JK Rowling herself is not fat. Perhaps she has never been fat. Photographs show her to be thinnish. Or, if I were of a vindictive and untruthful bent, she might be described as meagre, emaciated, bony, pinched, insubstantial, skeletal and runty. It is possible that, among the thousands of letters she has received from children who love her books, not one has quite managed to wish that she had not returned to the "fat" theme. But JK has imagination, and she might have worked this one out for herself.

Part of the trouble is that people who are "big" or "fat" or "overweight" (you have to be anorexic, incidentally, to be considered "underweight") rarely complain about the way others treat them, since they essentially agree that they are unattractive, unloveable, hate-handled lumps. You can walk over to a bloke you only know slightly, tap his tum and tell him that he's "putting it on". But would you tell a spotty woman at a party that she'd added a pustule or two since last you met? I don't think so.
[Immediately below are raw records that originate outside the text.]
PR #2584, opened 2019-07-18
Update channels system tests after major release

lucafavatella:
In scope of https://www.pivotaltracker.com/story/show/167128385

Follows https://github.com/aeternity/aeternity/commit/e164fc4518263db9692c02a9b84e179d69bfcc13#diff-9ccf6fa61d67a8da333df6695d09e1e5

### DIFF
--- a/Makefile
+++ b/Makefile
@@ -308,7 +308,7 @@ system-test-deps:
 	$(MAKE) system-smoke-test-deps
 	docker pull "aeternity/aeternity:v2.1.0"
 	docker pull "aeternity/aeternity:v2.3.0"
-	docker pull "aeternity/aeternity:v3.1.0"
+	docker pull "aeternity/aeternity:v4.0.0"
 	docker pull "aeternity/aeternity:latest"
 
 system-test: KIND=system_test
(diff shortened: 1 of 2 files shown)


Makefile
```diff
@@ -308,7 +308,7 @@ system-test-deps:
 	$(MAKE) system-smoke-test-deps
 	docker pull "aeternity/aeternity:v2.1.0"
 	docker pull "aeternity/aeternity:v2.3.0"
-	docker pull "aeternity/aeternity:v3.1.0"
```
tolbrino: This version is updated because the new major release is not a hard fork and therefore no extra image is needed?

lucafavatella: This is not about hard fork (re consensus protocol) but about channels APIs i.e. the node-to-client-WebSocket and the node-to-node-Noise.

Before this commit, this pull of v3.1.0 was unused as the corresponding tests were commented out.

The tests meant to use this line test that the version of the node built from the codebase passes a smoke test re compatibility of channel APIs (WebSocket and Noise) with the oldest compatible release. That is 4.0.0 hence the change.

tolbrino: Got it. Thanks.

PR #2585, opened 2019-07-19
PT-164691690 Allow mutual close after solo close/slash

grzegorz225:
No changes in aeternity/protocol repo are needed.

### DIFF
--- a/apps/aechannel/src/aesc_fsm.erl
+++ b/apps/aechannel/src/aesc_fsm.erl
@@ -97,6 +97,7 @@
 
 -include("aesc_codec.hrl").
 %% -include_lib("trace_runner/include/trace_runner.hrl").
+-include_lib("aecontract/include/hard_forks.hrl").
 
 -type role() :: initiator | responder.
 -type sign_tag() :: create_tx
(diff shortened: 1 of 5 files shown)


apps/aechannel/src/aesc_fsm.erl
```diff
@@ -1061,6 +1062,14 @@ awaiting_signature(cast, {?SIGNED, settle_tx, SignedTx} = Msg,
                 settle_signed(SignedTx, Updates, D1)
         end, D);
 
+% Timeouts
```
uwiger: A minor quibble, but use two %% at the beginning of a line. The Emacs indentation mode will try to indent a single %

apps/aechannel/src/aesc_fsm.erl
```diff
@@ -2496,6 +2535,11 @@ adjust_ttl(TTL) when is_integer(TTL), TTL >= 0 ->
 cur_height() ->
     aec_headers:height(aec_chain:top_header()).
 
+is_fork_active(ProtocolVSN) ->
+    CurHeight = max(cur_height(), ?MINIMUM_DEPTH),
+    %% Enable a new fork only after MINIMUM_DEPTH generations in order to avoid fork changes
+    ProtocolVSN == aec_hard_forks:protocol_effective_at_height(CurHeight - ?MINIMUM_DEPTH).
```
uwiger:
```suggestion
    ProtocolVSN == aec_hard_forks:protocol_effective_at_height(max(cur_height() - ?MINIMUM_DEPTH, aec_block_genesis:height())).
```

apps/aechannel/src/aesc_fsm.erl
```diff
@@ -2496,6 +2535,11 @@ adjust_ttl(TTL) when is_integer(TTL), TTL >= 0 ->
 cur_height() ->
     aec_headers:height(aec_chain:top_header()).
 
+is_fork_active(ProtocolVSN) ->
+    CurHeight = max(cur_height(), ?MINIMUM_DEPTH),
```
uwiger:
```suggestion
```

uwiger: It feels counter-intuitive to call this `CurHeight` when it possibly isn't.

apps/aechannel/src/aesc_fsm.erl
grzegorz225: Ok, good to know. BTW a quick grep of the codebase ```grep -r -e "^% " apps | wc -l ``` shows that there are 66 occurrences of a single % at the beginning of a line.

It is not the purpose of this article to examine the origins of this self-loathing and body-fascism. I am not going to fulminate on the absurdity of idealising a shape and a weight that few of us can hope to achieve. Nor do I want to argue that obesity is not a health problem (although it is one among many). Anyway, our obsession with fatness goes far beyond any concern about heart trouble or diet. It has become a way of defining the hierarchy of the elect and the damned; of deciding who's in and who's out.

No, my intention is simply to advise those who - like Costas - seem to believe that they can say whatever they like to someone pudgier than them, and have their little jibes and taunts taken in good spirit. And this is what I want to tell them. We hate you for it. I mean, we really, really hate you, and will not forgive you. I may smile at you as you tell me - jovially - that I've been lunching too well (as I smiled on the deck of the SS Bebes that day), but my mind will be full of boathooks and orifices.